- [Task directions]:
Where in the listing does the string "dllname" appear? Copy every line that holds it.

- [Input]:
========================================================================
Issue #436, opened 2022-01-24
Logs starting with ~ are very confusing if log message is a path


dracan:
Sending a `SCAN` command to scan a specific file, and getting the following error message...

```
Mon Jan 24 08:49:25 2022 -> ~/files/b337f8a2-e03e-43f8-9774-2f0cca652d37.dat: Can't open file or directory ERROR
```

The error was just because my host's virus checking software was blocking it. However, before I realised what it was - I wasted a lot of time trying to work out why the path in the error message was wrong - ie. relative to my home (~) directory.

Digging further into the ClamD code to work out what was going on - I worked out that the codebase has a pattern of prefixing some logs with "~". This is super-confusing if the log message starts with a path.

micahsnyder:
Hi @dracan this is longstanding bug in our `logg` logging mechanism when `LogTime` is enabled.  We have a ticket somewhere for it, though I was having trouble finding it. 

The log message previous is to indicate the log-level, and is supposed to be reformatted with:
- `!` --> `ERROR: `
- `^` --> `WARNING: `
- and no prefix for the ones for Info, Verbose, or Debug levels. 

My current idea for how to fix this is to change our `logg()` function from:
```c
int logg(const char *str, ...)
```
to
```c
int logg(loglevel_t, const char *str, ...)
```
where `loglevel_t` would be a new enum containing DEBUG, VERBOSE, INFO, WARN, and ERROR.  And then replace use of the prefixes like `~` with use of these enums. 

Someone (maybe me) just needs to find time to work on it. 

See: https://github.com/Cisco-Talos/clamav/blob/main/common/output.c#L312-L317
And: https://github.com/Cisco-Talos/clamav/blob/main/common/output.c#L411-L423

dracan:
Hi @micahsnyder. Thanks for the quick and detailed reply 🙂 I guess a quicker option if removing the ~ is a lot of work, is perhaps if there aren't too many places where a file path starts at the beginning of a log entry - maybe wrap the path in those particular logs in quotes? Your suggestion is obviously a much better longer-term one - but this might be a quick fix to avoid paths that look they they originate from the user's home directory.

micahsnyder:
That's a good point @dracan , we could at least put a space or something.

mko-x:
Hi @micahsnyder & @dracan 

I would like to contribute to clamav and this issue is marked as good-first-bug. 

I was digging into the code and I was thinking about a possible quick solution.

[...]

PR #444, opened 2022-01-28
Clean irritating log output

mko-x:
Fix for #436 by adopting file logging logic.


micahsnyder:
You've since made #445 which supersedes this change. Canceling this PR.

PR #452, opened 2022-02-03
fix sign warnings

bigio:
remove most warnings spotted by gcc -Wsign-compare

### DIFF
--- a/libclamav/yara_arena.c
+++ b/libclamav/yara_arena.c
@@ -180,7 +180,7 @@ int _yr_arena_make_relocatable(
   base_offset = (uint8_t*) base - page->address;
   offset = va_arg(offsets, size_t);
 
-  while (offset != -1)
+  while (offset != EOL)
   {
     assert(base_offset + offset <= page->used - sizeof(int64_t));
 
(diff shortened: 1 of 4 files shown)


libclamav/yara_arena.c
```diff
@@ -178,9 +178,9 @@ int _yr_arena_make_relocatable(
   assert(page != NULL);
 
   base_offset = (uint8_t*) base - page->address;
-  offset = va_arg(offsets, size_t);
+  offset = va_arg(offsets, ssize_t);
```
micahsnyder, line 181: I don't think this change is needed. 

Everything else looks good to me now.

micahsnyder:
It appears this was updated incorrectly, pulling in changes from main rather than rebasing with main.

micahsnyder:
@bigio I just force-pushed a fix that corrects the commit history and squashes your two commits into one.  Provided everything goes fine through the test pipeline (and I don't see why it wouldn't), I'll merge right away.

micahsnyder:
Thanks again for the work you put into this @bigio

PR #454, opened 2022-02-05
Windows: Fix crash in Debug builds when scanning some PE files

micahsnyder:
The endianness conversion when reading the PE image import descriptor is
making the change in-place in the fmap.
On Windows, the fmap is read-only and so in Debug builds that's causing
a crash.

This uses a buffer on the stack and copies each image import descriptor
before doing the conversions and then processing each.

### DIFF
--- a/libclamav/pe.c
+++ b/libclamav/pe.c
@@ -2411,125 +2411,146 @@ static inline int hash_impfns(cli_ctx *ctx, void **hashctx, uint32_t *impsz, str
 
 static cl_error_t hash_imptbl(cli_ctx *ctx, unsigned char **digest, uint32_t *impsz, int *genhash, struct cli_exe_info *peinfo)
 {
-    struct pe_image_import_descriptor *image;
+    cl_error_t status = CL_SUCCESS;
+    cl_error_t ret;
+    struct pe_image_import_descriptor image;
+    const struct pe_image_import_descriptor *impdes;
     fmap_t *map = ctx->fmap;
     size_t left, fsize = map->len;
     uint32_t impoff, offset;
-    const char *impdes, *buffer;
+    const char *buffer;
     void *hashctx[CLI_HASH_AVAIL_TYPES];
     enum CLI_HASH_TYPE type;
-    int nimps      = 0;
-    cl_error_t ret = CL_SUCCESS;
+    int nimps = 0;
     unsigned int err;
-    int first = 1;
+    int first          = 1;
+    bool needed_impoff = false;
 
     /* If the PE doesn't have an import table then skip it. This is an
      * uncommon case but can happen. */
     if (peinfo->dirs[1].VirtualAddress == 0 || peinfo->dirs[1].Size == 0) {
         cli_dbgmsg("scan_pe: import table data dir does not exist (skipping .imp scanning)\n");
-        return CL_SUCCESS;
+        goto done;
     }
 
     // TODO Add EC32 wrappers
     impoff = cli_rawaddr(peinfo->dirs[1].VirtualAddress, peinfo->sections, peinfo->nsections, &err, fsize, peinfo->hdr_size);
     if (err || impoff + peinfo->dirs[1].Size > fsize) {
         cli_dbgmsg("scan_pe: invalid rva for import table data\n");
-        return CL_SUCCESS;
+        goto done;
     }
 
     // TODO Add EC32 wrapper
-    impdes = fmap_need_off(map, impoff, peinfo->dirs[1].Size);
+    impdes = (const struct pe_image_import_descriptor *)fmap_need_off(map, impoff, peinfo->dirs[1].Size);
     if (impdes == NULL) {
         cli_dbgmsg("scan_pe: failed to acquire fmap buffer\n");
-        return CL_EREAD;
+        status = CL_EREAD;
+        goto done;
     }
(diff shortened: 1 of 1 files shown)


libclamav/pe.c
```diff
@@ -2468,28 +2468,30 @@ static cl_error_t hash_imptbl(cli_ctx *ctx, unsigned char **digest, uint32_t *im
...
         /* DLL name acquisition */
-        offset = cli_rawaddr(image->Name, peinfo->sections, peinfo->nsections, &err, fsize, peinfo->hdr_size);
+        offset = cli_rawaddr(image.Name, peinfo->sections, peinfo->nsections, &err, fsize, peinfo->hdr_size);
         if (err || offset > fsize) {
             cli_dbgmsg("scan_pe: invalid rva for dll name\n");
             /* TODO: ignore or return? */
             /*
-              image++;
-              continue;
+            impdes += sizeof(struct pe_image_import_descriptor);
```
shutton, line 2492: It's not obvious (at first glance) what's going on here (i.e., what's the intended change to this pointer?).  It was originally defined as a `char *`, so this appears to be moving the pointer along a contiguous set of those structures.

Might be clearer if defined as `struct pe_image_import_descriptor *`, which would allow you to just do `impdes++` without specifying the size.

I also don't see the bounds check, but I'm not familiar with this structure.

libclamav/pe.c
```diff
@@ -2516,13 +2518,14 @@ static cl_error_t hash_imptbl(cli_ctx *ctx, unsigned char **digest, uint32_t *im
...
         /* DLL function handling - inline function */
-        ret = hash_impfns(ctx, hashctx, impsz, image, dllname, peinfo, &first);
+        ret = hash_impfns(ctx, hashctx, impsz, &image, dllname, peinfo, &first);
         free(dllname);
         dllname = NULL;
         if (ret != CL_SUCCESS)
             goto hash_imptbl_end;
 
-        image++;
+        impdes += sizeof(struct pe_image_import_descriptor);
```
shutton, line 2527: see above

libclamav/pe.c
```diff
@@ -2468,28 +2468,30 @@ static cl_error_t hash_imptbl(cli_ctx *ctx, unsigned char **digest, uint32_t *im
         }
     }
 
-    image = (struct pe_image_import_descriptor *)impdes;
-    while (left > sizeof(struct pe_image_import_descriptor) && image->Name != 0 && nimps < PE_MAXIMPORTS) {
+    memcpy(&image, impdes, sizeof(struct pe_image_import_descriptor));
```
shutton, line 2471: `impdes` is declared `const char *` above, but received from `fmap_need_off()`, which returns `void *`.  Recommend aligning these types (`struct pe_image_import_descriptor *`)

shutton (changes requested):

libclamav/pe.c
micahsnyder: Aligning the types for the `image` and `impdes` pointers sounds good to me.

micahsnyder:
@shutton ready for another review pass

libclamav/pe.c
```diff
@@ -2411,125 +2411,146 @@ static inline int hash_impfns(cli_ctx *ctx, void **hashctx, uint32_t *impsz, str
...
-        return CL_SUCCESS;
+        goto done;
     }
 
     // TODO Add EC32 wrappers
     impoff = cli_rawaddr(peinfo->dirs[1].VirtualAddress, peinfo->sections, peinfo->nsections, &err, fsize, peinfo->hdr_size);
     if (err || impoff + peinfo->dirs[1].Size > fsize) {
         cli_dbgmsg("scan_pe: invalid rva for import table data\n");
-        return CL_SUCCESS;
+        goto done;
```
shutton, line 2440: Does this call for an update to `status`?

shutton (changes requested):
Only one minor thing to consider.

libclamav/pe.c
```diff
@@ -2411,125 +2411,146 @@ static inline int hash_impfns(cli_ctx *ctx, void **hashctx, uint32_t *impsz, str
 
 static cl_error_t hash_imptbl(cli_ctx *ctx, unsigned char **digest, uint32_t *impsz, int *genhash, struct cli_exe_info *peinfo)
 {
-    struct pe_image_import_descriptor *image;
+    cl_error_t status = CL_SUCCESS;
+    cl_error_t ret;
+    struct pe_image_import_descriptor image;
```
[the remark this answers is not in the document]
micahsnyder: ` = {0} ` is safe to use in all the platforms we test with.  Incidentally, apparently C23 will introduce `= {}` for initializing _anything_ to zero, in the same way that memset would.  I learned that ` = {0}` doesn't initialize the padding in structs, but `  = {}` will.  🤷 

Good idea to initialize it though.

libclamav/pe.c
micahsnyder: probably!! nice catch.
Speaking of which, I used to follow a practice of setting the most common failure type for the `status` initialization and then only setting it if a different status was needed... but I've changed my ways and prefer now to be explicit every time I `goto done;` to prevent a bug if someone changes the initialization default.  Please call me out on it if I revert to my old ways.

shutton (approved):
========================================================================
- [Solution to the exercise]:
-        ret = hash_impfns(ctx, hashctx, impsz, image, dllname, peinfo, &first);
+        ret = hash_impfns(ctx, hashctx, impsz, &image, dllname, peinfo, &first);
         free(dllname);
         dllname = NULL;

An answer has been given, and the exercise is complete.